Real seismic data analysis:
  Original window: 6000 samples (30.0 seconds)
  Sampling rate: 200.0 Hz
  Start value: -2.186170e-04 m/s²
  End value: 6.388503e-05 m/s²
  → Discontinuity: 2.825020e-04 m/s²

✅ Best practice: ALWAYS taper before:
   - Computing spectra
   - Filtering
   - Differentiating/integrating
   - Cross-correlating

⚠️  Exception: When analyzing the full continuous record with proper DC removal.

💡 Notice: Same tapering principles from toy problems apply perfectly to real data!

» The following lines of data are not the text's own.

PR #5401, opened 2021-05-26
Rename references of multiple choice to radio

theseanything:
Previously the Question::MultipleChoice node class was renamed to Radio to better reflect the type of question and reduce confusion between checkbox type questions. However, the associated presenter and other reference to multiple choice questions weren't updated. This makes all reference to state "radio" to prevent confusion and make the codebase consistent.


kevindew (approved):
This looks good. I've always misinterpreted MultipleChoiceQuestion as accepting multiple choices from the user 👍

PR #5439, opened 2021-06-16
Parallelize tests based on number of processors

kevindew:
Rather than hard coding the number of workers that this should run on
this option uses the number of cores on the executing machine to decide
the distribution. At the time of me setting the original option I didn't
know that this option was available.

For most GOV.UK users this shouldn't make much difference as GDS issued
Macbook Pro's have 6 physical coress. But this should be more friendly to
any configurations that have a differing number of cores.


leenagupte (approved):
Looked up `:number_of_processors` [1]. That's a nifty option. LGTM 👍 

[1]: https://api.rubyonrails.org/v6.0.2.1/classes/ActiveSupport/TestCase.html

PR #5444, opened 2021-06-16
Change penalty dates for late Self Assessment payment

brucebolt:
The dates being used to calculate the penalty were two days early.  Therefore we need to add another 2 days to each payment penalty step start date.

Also added a new set of tests that cover all tax years and all penalty steps to ensure there are no glitches in how the calculator works (e.g. in leap years).  These are based on the table provided by HMRC in https://govuk.zendesk.com/agent/tickets/4571228.

Note that changing the payment date in the tests also changes the interest due, as the payment is being made 2 days later in both cases, therefore a number of tests have needed to be updated.

[Trello card](https://trello.com/c/91XYwlNb)

### DIFF
--- a/test/integration/smart_answer_flows/estimate_self_assessment_penalties_test.rb
+++ b/test/integration/smart_answer_flows/estimate_self_assessment_penalties_test.rb
@@ -185,16 +185,16 @@ class EstimateSelfAssessmentPenaltiesTest < ActiveSupport::TestCase
     # #5% fine + 1000pounds(previous fine)(band 3), taxdue > 6002pounds
     context "5% fine + 1000pounds(previous fine)(band 3), taxdue > 6002pounds" do
       setup do
-        add_response "2015-08-01"
-        add_response "2015-08-01"
+        add_response "2015-08-03"
+        add_response "2015-08-03"
         add_response "10000.00"
       end
       should "show results" do
         assert_equal 1500, current_state.calculator.late_filing_penalty
         assert_equal 10_000, current_state.calculator.estimated_bill
-        assert_equal 161.16, current_state.calculator.interest
+        assert_equal 162.95, current_state.calculator.interest
         assert_equal 1000, current_state.calculator.late_payment_penalty
-        assert_equal 12_661, current_state.calculator.total_owed_plus_filing_penalty
+        assert_equal 12_662, current_state.calculator.total_owed_plus_filing_penalty
       end
     end
     # #band 4 case 1
@@ -214,16 +214,16 @@ class EstimateSelfAssessmentPenaltiesTest < ActiveSupport::TestCase
     # #10% fine + 1000pounds(previous fine)(band 4), taxdue > 6002pounds
     context "10% fine + 1000pounds(previous fine)(band 4), taxdue > 6002pounds" do
       setup do
-        add_response "2016-02-01"
-        add_response "2016-02-01"
+        add_response "2016-02-03"
+        add_response "2016-02-03"
         add_response "10000.00"
       end
       should "show results" do
         assert_equal 2000, current_state.calculator.late_filing_penalty
         assert_equal 10_000, current_state.calculator.estimated_bill
-        assert_equal 325, current_state.calculator.interest
+        assert_equal 326.78, current_state.calculator.interest
         assert_equal 1500, current_state.calculator.late_payment_penalty
-        assert_equal 13_825, current_state.calculator.total_owed_plus_filing_penalty
+        assert_equal 13_826, current_state.calculator.total_owed_plus_filing_penalty
       end
     end
   end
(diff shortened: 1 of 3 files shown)


test/integration/smart_answer_flows/estimate_self_assessment_penalties_test.rb
```diff
@@ -250,4 +250,138 @@ class EstimateSelfAssessmentPenaltiesTest < ActiveSupport::TestCase
...
+        setup do
+          add_response tax_year
+          add_response "online"
+          add_response Date.parse(payment_dates[:step_1]).prev_day
+          add_response Date.parse(payment_dates[:step_1]).prev_day
+          add_response payment_amount
+        end
+
+        should "not apply the step 1 penalty" do
+          assert_not_equal expected_penalty[:step_1], current_state.calculator.late_payment_penalty
```
ChrisBAshton, line 326: Should this be more specific, e.g. 0? Or `n - expected_penalty[:step_1]`?

test/integration/smart_answer_flows/estimate_self_assessment_penalties_test.rb
```diff
@@ -250,4 +250,138 @@ class EstimateSelfAssessmentPenaltiesTest < ActiveSupport::TestCase
...
+
+    penalty_dates.each do |tax_year, payment_dates|
+      context "for a step 1 payment date in #{tax_year} (#{payment_dates[:step_1]})" do
+        setup do
+          add_response tax_year
+          add_response "online"
+          add_response payment_dates[:step_1]
+          add_response payment_dates[:step_1]
+          add_response payment_amount
+        end
```
ChrisBAshton, line 309: I'd be tempted to move this `setup` block outside of the `context` to make it clearer what changes between each unit test. I.e.

```ruby
setup do
  add_response tax_year
  add_response "online"
  add_response payment_date
  add_response payment_date
  add_response payment_amount
end

context "for a step 1 payment date in #{tax_year} (#{payment_dates[:step_1]})" do
  let(:payment_date) { payment_dates[:step_1] }
  # ...
end

context "for the day before a step 1 payment date in #{tax_year} (#{payment_dates[:step_1]})" do
  let(:payment_date) { Date.parse(payment_dates[:step_1]).prev_day }
  # ...
end
```

test/integration/smart_answer_flows/estimate_self_assessment_penalties_test.rb
```diff
@@ -250,4 +250,138 @@ class EstimateSelfAssessmentPenaltiesTest < ActiveSupport::TestCase
...
+        step_2: "2019-08-03",
+        step_3: "2020-02-03",
+      },
+      "2018-19": {
+        step_1: "2020-03-02",
+        step_2: "2020-08-02",
+        step_3: "2021-02-02",
+      },
+      "2019-20": {
+        step_1: "2021-04-02",
```
ChrisBAshton, line 295: Is this April rather than March because of this?

> Penalty 1 = 1st late payment penalty (normally payment 30 days late, but not for 2019/20 due to extension of payment date due to Covid)

If so, maybe an inline comment explaining the difference for this one? Also not 100% sure where you got the date, as it appears to be missing from the Trello card.

ChrisBAshton (commented):
LGTM - just wanted to double-check one of the dates, and also a suggestion for DRYing up the tests in a way that doesn't compromise the nice readability they have already.

test/integration/smart_answer_flows/estimate_self_assessment_penalties_test.rb
brucebolt: The dates were copied from the Zendesk ticket.  There's a table in the message dated 20 May 16:17.  I'll add a comment.

test/integration/smart_answer_flows/estimate_self_assessment_penalties_test.rb
brucebolt: Good idea.  I'll change the tests to `assert_equal` to the previous step's penalty (or zero, in the case of the first example).

test/integration/smart_answer_flows/estimate_self_assessment_penalties_test.rb
brucebolt: It would be great if I could do this, but I don't think minitest allows us to use `let` to pass variables into the `setup` in the same way we can with Rspec.  I've tried several different things, but it doesn't look like `let` is a feature.

ChrisBAshton: Ah, I'd not spotted that this is Minitest. Fair enough!

ChrisBAshton (approved):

Summary: Theory Meets Observation¶

We started with toy problems using simple sinusoids to understand:

Fourier transform decomposes signals into frequencies
Time domain ↔ Frequency domain are equivalent views
Integration divides spectrum by frequency (suppresses high freq)
Differentiation multiplies spectrum by frequency (enhances high freq)

Then we applied these concepts to real seismic data:

Downloaded earthquake recordings from IRIS
Removed instrument response to get ground motion
Integrated acceleration → velocity → displacement
Analyzed spectral content with Fourier transforms

Key Takeaways:

Same physics in toy problems and real earthquakes!
Frequency analysis reveals what simple time-domain inspection cannot
Choice of ground motion unit (acc/vel/disp) depends on application:
- Engineering (building response) → Acceleration
- Long-period seismology (Earth structure) → Displacement/Velocity
- Magnitude determination → Often velocity or displacement

Next Steps¶

In future notebooks, we’ll use these Fourier analysis skills for:

Filtering: Isolating specific frequency bands (body waves vs surface waves)
Spectrograms: Time-frequency analysis of dispersive waves
Transfer functions: Relating input to output through Earth’s structure

The Fourier transform is your most important tool in seismology - master it!